Le père de Charlotte Heise, qui était, dit-on, officier dans l’armée du Hanovre, mourut quand elle était adolescente. Elle se fit donc gouvernante dès l’âge de 17 ans. Après leur mariage, elle-même et son mari immigrèrent à New York, mais ils retournèrent en Allemagne après que l’entreprise de Ferdinand Adolph Führer eut fait faillite. Prenant en main la subsistance de sa famille, Charlotte décida de devenir sage-femme. Les Führer espéraient traverser de nouveau l’Atlantique, et elle se disait que les Nord-Américaines, qui recouraient de plus en plus aux médecins en cas de grossesse, préféreraient ne pas sacrifier leur modestie si elles pouvaient faire appel à une sage-femme d’expérience. Elle prétendait avoir obtenu un diplôme de l’université de Hambourg après deux ans d’études, mais la seule chose qui soit certaine, c’est qu’elle reçut une formation dans une maternité de cette ville auprès d’un médecin spécialisé en obstétrique. Une fois ses études terminées, les Führer immigrèrent de nouveau ; ils arrivèrent à Montréal pendant l’été de 1859.

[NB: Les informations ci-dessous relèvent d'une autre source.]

PR #2676, opened 2022-03-30
[@lit-labs/analyzer] Add analyzer package and start of Analyzer class

justinfagnani:


packages/labs/analyzer/src/lib/analyzer.ts
```diff
@@ -0,0 +1,104 @@
...
+    throw new Error('LitElement not found');
+  };
+
+  getLitElementModule = () => {
+    const files = this.program.getSourceFiles();
+    for (const file of files) {
+      if (
+        file.fileName.endsWith('/node_modules/lit-element/lit-element.d.ts')
+      ) {
+        // hopefully there's only one of these...
```
rictic, line 81: In many cases there will be multiple. I think we should have a set of LitElement class declarations.

Hm, or in order to be lazier, maybe we should instead look at each of the super classes' base types and spot check it to see if it's a LitElement, rather than proactively tracking down the declaration(s) in the expectation that later we'll want to know it

justinfagnani: Yeah, that may be nice with a cache of types that are already subclasses of LitElement

packages/labs/analyzer/package.json
```diff
@@ -0,0 +1,36 @@
...
+  "repository": {
+    "type": "git",
+    "url": "https://github.com/lit/lit.git",
+    "directory": "packages/labs/analyzer"
+  },
+  "main": "index.js",
+  "type": "module",
+  "scripts": {
+    "build": "tsc --build",
+    "install-test-deps": "cd test-files/basic-elements && npm ci",
```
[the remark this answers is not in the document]
rictic: it may be enough to express "before running tests, if any of the package.jsons in test-files have changed, then install test deps"

rictic (approved):

packages/labs/analyzer/src/test/analyzer_test.ts
```diff
@@ -0,0 +1,38 @@
...
+import ts from 'typescript';
+import * as path from 'path';
+
+import {Analyzer} from '../lib/analyzer.js';
+
+test('Basic elements - isLitElement', () => {
+  const basicElementsPackagePath = new URL(
+    '../test-files/basic-elements',
+    import.meta.url
+  ).pathname;
```
aomarks, line 18: Won't this always be a `/` delimited path? So it won't work on Windows. I think you want:

```ts
import * as pathlib from 'path';
import {fileURLToPath} from 'url';

const __filename = fileURLToPath(import.meta.url);
const __dirname = pathlib.dirname(__filename);
const basicElementsPackagePath = pathlib.resolve(__dirname, '..', 'test-files', 'basic-elements');
```

packages/labs/analyzer/test-files/basic-elements/src/element-a.ts
```diff
@@ -0,0 +1,18 @@
+import {LitElement, html, css} from 'lit';
```
aomarks, line 1: Even test files should probably have copyright statement?

packages/labs/analyzer/src/test/analyzer_test.ts
aomarks, line 18: Speaking of Windows support, I think it would be a good idea to start testing on Windows right away, since it's easier to handle Windows edge cases incrementally instead of in a big pass afterwards. It's pretty to set up Windows CI with GitHub Actions, see https://github.com/lit/wireit/blob/97b7a9f3932597a8c91d3a4d406fcdd7251d234d/.github/workflows/tests.yml#L9

(Another PR fine, I just recommend doing it sooner rather than later)

packages/labs/analyzer/package.json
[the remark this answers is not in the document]
aomarks: Maybe a path `devDependency` dependency would work? Not sure if it matters that that could cause some dependencies to be installed/deduped into `analyzer/node_modules` instead of `basic-elements/node_modules`?

packages/labs/analyzer/src/test/analyzer_test.ts
aomarks: I guess this would work too, a bit simpler:

```ts
import {fileURLToPath} from 'url';

fileURLToPath(new URL(
  '../test-files/basic-elements',
  import.meta.url
).pathname));
```

packages/labs/analyzer/tsconfig.json
```diff
@@ -0,0 +1,31 @@
+{
+  "compilerOptions": {
+    "incremental": true,
+    "composite": true,
+    "tsBuildInfoFile": "./lib/.tsbuildinfo",
+    "target": "es2020",
```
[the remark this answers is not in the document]
rictic: Ah yeah, we might also want to use real private fields in the analyzer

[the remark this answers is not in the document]
justinfagnani: Yeah, I think Node 14 is reasonable for now. It'll go out of maintenance 2023-04-23.

Class fields, including private, are es2022 though. tsc's downlevel of them isn't great either, IMO, so I'd rather not.

aomarks (approved):

packages/labs/analyzer/package.json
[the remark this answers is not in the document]
justinfagnani: that did work. It did also hoist `@lit/...` into the analyzer's node_modules, but I think that's ok.

packages/labs/analyzer/src/lib/analyzer.ts
```diff
@@ -81,10 +81,7 @@ export class Analyzer {
   };
 
   private _isLitElementModule = (file: ts.SourceFile) => {
-    return (
-      file.fileName.startsWith(this.packageRoot) &&
-      file.fileName.endsWith('/node_modules/lit-element/lit-element.d.ts')
-    );
+    return file.fileName.endsWith('/node_modules/lit-element/lit-element.d.ts');
```
rictic, line 84: just curious, did something come up that prompted this change?

justinfagnani: Yeah: `lit-element` got hoisted out of the test-project when I made the test project a devDep of analyzer. We probably want to support hoisted installs for monorepos and things like pnpm anyway.

Issue #2593, opened 2022-03-03
[@lit-labs/react]: when React ref is passed to a wrapped component attribute `l="[Object object]` ends up in DOM


WickyNilliams:
# Description

When a React ref is passed a React-wrapper component, then an attribute like `l="[Object object]` ends up in the DOM.

# Steps to Reproduce

1. Write this code

```ts
import { useRef } from "react";
import { MyReactInput } from "./web-component";

export default function App() {
  const ref = useRef();

  return (
      <MyReactInput ref={ref} />
  );
}

```

2. See this output...

## Live Reproduction Link

Used Codesandbox as its what I am familiar with:

https://codesandbox.io/s/goofy-lederberg-bjiwkb?file=/src/App.tsx:794-857

## Expected Results

No unexpected attributes added to DOM.

## Actual Results

```html
<my-input l="[Object object]"></my-input>
```

## Browsers Affected

- [x] Chrome
- [x] Firefox
- [x] Safari 14

Didn't test the rest:

- [ ] Edge
- [ ] Safari 11
- [ ] Safari 10
- [ ] IE 11

taylor-vann:
closing this issue, the forwardedRef will no longer be attached to the webcomponent itself

WickyNilliams:
Just to confirm, I'm no longer seeing this issue with the latest version. Thanks!

taylor-vann:
Fantastic! Thanks for confirming this for us @WickyNilliams

PR #2678, opened 2022-03-30
[@lit-labs/react] - remove renegade properties

taylor-vann:
Currently our react wrapper will attach the '__forwardedRef' react component property to the referenced element itself.

This PR:
- creates a property sieve (i'm assuming there might be other rogue properties in the future)
- skips over properties in the property sieve, doesn't pass sieve props to element
- add tests to confirm sieve properties aren't added

solves issue:
#2593

### DIFF
--- a/packages/labs/react/src/create-component.ts
+++ b/packages/labs/react/src/create-component.ts
@@ -14,10 +14,6 @@ const reservedReactProperties = new Set([
   'className',
 ]);
 
-const propertySieve = new Set([
-  "__forwardedRef",
-]);
-
 const listenedEvents: WeakMap<
   Element,
   Map<string, EventListenerObject>
@@ -259,7 +255,7 @@ export const createComponent = <I extends HTMLElement, E extends Events>(
       // iterate again when setting properties.
       this._elementProps = {};
       for (const [k, v] of Object.entries(this.props)) {
-        if (propertySieve.has(k)) continue;
+        if (k === '__forwardedRef') continue;
 
         if (elementClassProps.has(k)) {
           this._elementProps[k] = v;
--- a/packages/labs/react/src/create-component.ts
+++ b/packages/labs/react/src/create-component.ts
@@ -14,6 +14,10 @@ const reservedReactProperties = new Set([
   'className',
 ]);
 
+const propertySieve = new Set([
+  "__forwardedRef",
+]);
+
 const listenedEvents: WeakMap<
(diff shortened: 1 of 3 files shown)


packages/labs/react/src/create-component.ts
```diff
@@ -255,6 +259,8 @@ export const createComponent = <I extends HTMLElement, E extends Events>(
       // iterate again when setting properties.
       this._elementProps = {};
       for (const [k, v] of Object.entries(this.props)) {
+        if (propertySieve.has(k)) continue;
```
justinfagnani, line 262: I wouldn't generify this yet. A `=== '__forwardedRef'` check is going to be much faster than a `has()` check. We can change later, and for lest than 7-10 keys an array in check will be faster than a Set too.

taylor-vann: sounds good to me!

taylor-vann (commented):
changes addressed

sorvell:
@taylor-vann Can you explain more how/why the current implementation results in the behavior noted in #2593? Thanks.

taylor-vann:
> @taylor-vann Can you explain more how/why the current implementation results in the behavior noted in #2593? Thanks.

for sure @sorvell!

The main take away is we should skip over properties that shouldn't be attached to our webcomponent in our react component's `render` method.

When a ref is passed to our React component, the ref prop will change from `undefined` to defined and drive a render.

During `render` there needs to be a sieve between react props and webcomponent attributes / properties that shouldn't be added to the webcomponent.

Currently, `__forwardRef` will be added to `props` on render

```TS
render() {
  ...
  for (const [k, v] of Object.entries(this.props)) {
    if (elementClassProps.has(k)) {
      this._elementProps[k] = v;
    } else {
      // forwardedRef is sent to react class props
      props[k === 'className' ? 'class' : k] = v;
    }
}
```

Afterwards, when `onComponentDidMount` on `componentDidUpdate` we update the webcomponent with the react those props:
```TS
  override componentDidMount() {
    // props now include forwarded ref
    this._updateElement();
  }
```

`_updateElement` then sets every property from the react props on the element as attributes or event listeners via `setProperty()`, including `__forwardedRef`.

Right now we're only watching the one property `__fowardedRef` with an `if`, but if we find more we could have a `Set` of skippable properties.

kevinpschaaf (approved):
LGTM

Issue #2683, opened 2022-03-30
[infra] Create more unique suacelabs tunnel identifiers


taylor-vann:
## Description

Subtask of #2638 (Step 1)

Create more unique tunnel identifiers for better communication between separate github actions and saucelabs

## Acceptance criteria

4 tunnels are created rrather than 2
one for each saucelabs run per github action event
(currently 2)

justinfagnani:
Closing as outdated.

Issue #2638, opened 2022-03-15
Improve repo test experience / infra


taylor-vann:
## Mitigate False Test Failures (especially from saucelabs)

All the devs want a great testing and CI experience but saucelabs has consistently failed as a reliable infrastructure for CI.
IMO we abstract too much responsibility away from our repo to our tooling. It is difficult to observe responsibility in failures outside of our test suite (ie which tool failed)

Lit should have more control over its own builds and tests.

With github actions maturing, more OS are available for testing this should be possible.

The goal of this issue / task is to explore the following options:
- fix saucelabs proxy issues
- isolate saucelabs to only IE tests on windows
- remove our dependence on saucelabs entirely

## Acceptance criteria

The goal is to provide a CI experience that only (mostly) fails because of test failures, not test runner failures or proxy timeouts.

PR #2684, opened 2022-03-30
[@tests] use more unique identifiers for saucelabs tunnels

taylor-vann:
Saucelabs tunnels should have a 1:1 correlation with a github action.

As in:
lit-tests push tunnel
lit-tests pull_requests tunnel

Rather than running both actions on one tunnel.

This PR is to address #2683, subtask of #2638


.github/workflows/sauce-ie11.yaml
```diff
@@ -42,5 +42,7 @@ jobs:
           SAUCE_USERNAME: ${{ secrets.SAUCE_USERNAME }}
           SAUCE_ACCESS_KEY: ${{ secrets.SAUCE_ACCESS_KEY }}
           BROWSERS: preset:sauce-ie11
-        # Retry once automatically.
-        run: npm run test || npm run test
+        run: |
+          export SAUCE_BUILD_ID=lit-tests__${GITHUB_EVENT_NAME}__${GITHUB_SHA}
+          export SAUCE_TUNNEL_ID=${SAUCE_BUILD_ID}_tunnel
```
aomarks, line 47: Is there a page we could link to that describes `SAUCE_TUNNEL_ID`? Is that read by web-test-runner? (I couldn't find it from a quick google).

aomarks, line 47: What was being used as the sauce tunnel ID before?

Was the same exact tunnel being used for every invocation of GitHub actions? 

What does Sauce do when it gets two different connections over the same tunnel ID? Does the second attempt to create a tunnel with the ID block until the first tunnel on that ID shuts down? Or does Sauce labs try and disconnect the first one? Or something else?

taylor-vann: Ooops! Forgot to track a file change for wtr, will update shortly

taylor-vann: Before only two tunnels were being used. Both push and pull requests for one action would run on a single tunnel.

It's a little difficult to garner _why_ from the logs, but this change greatly reduces the drops with a log similar to `could not connect to proxy, check internet connection` 

It's also a pattern material-web implements in their tests. This change is the minimal env variables to become unique.

aomarks: Ahh, I was trying to find this variable, but couldn't find it anywhere.

It looks like `SAUCE_TUNNEL_ID` is defined in MWC's karma config, here: https://github.com/material-components/material-web/blob/c96cb2e0cbb0e691e7a3d9ae7c7e91d2b59b12e5/karma.conf.js#L125

So, it's not going to have any effect here, right?

taylor-vann: Appears we had a pretty successful run regardless

taylor-vann: Exactly, I forgot to include the wtf update in this commit, it's effect should be nil at the moment. But next commit it will be included

taylor-vann: This won't change how IE times out but it prevents a single tunnel from running multiple GitHub actions (I think currently it affects multiple PRs not just one PR because we all use the same build name)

Charlotte Heise Führer débuta comme sage-femme à Montréal vers 1859 et ne cessa son activité que peu de temps avant sa mort. Ce fut une période charnière dans l’histoire montréalaise de l’obstétrique. Peu à peu, l’accouchement cessa d’être un événement naturel auquel assistait la sage-femme et devint un événement médical qui exigeait une formation et une expérience adéquates. Les autorités médicales de la ville prirent des mesures pour soustraire aux sages-femmes même les grossesses sans risques. Charlotte Führer affirmait être en bons termes avec l’ensemble des médecins de Montréal – laissant ainsi entendre qu’ils l’acceptaient et reconnaissaient sa profession – mais des indices révèlent au moins une note discordante. En 1881, la faculté de médecine du McGill College eut vent d’une annonce dans laquelle elle se disait titulaire d’une licence de cet établissement, et le registraire reçut l’ordre de lui demander de rayer cette affirmation de son annonce.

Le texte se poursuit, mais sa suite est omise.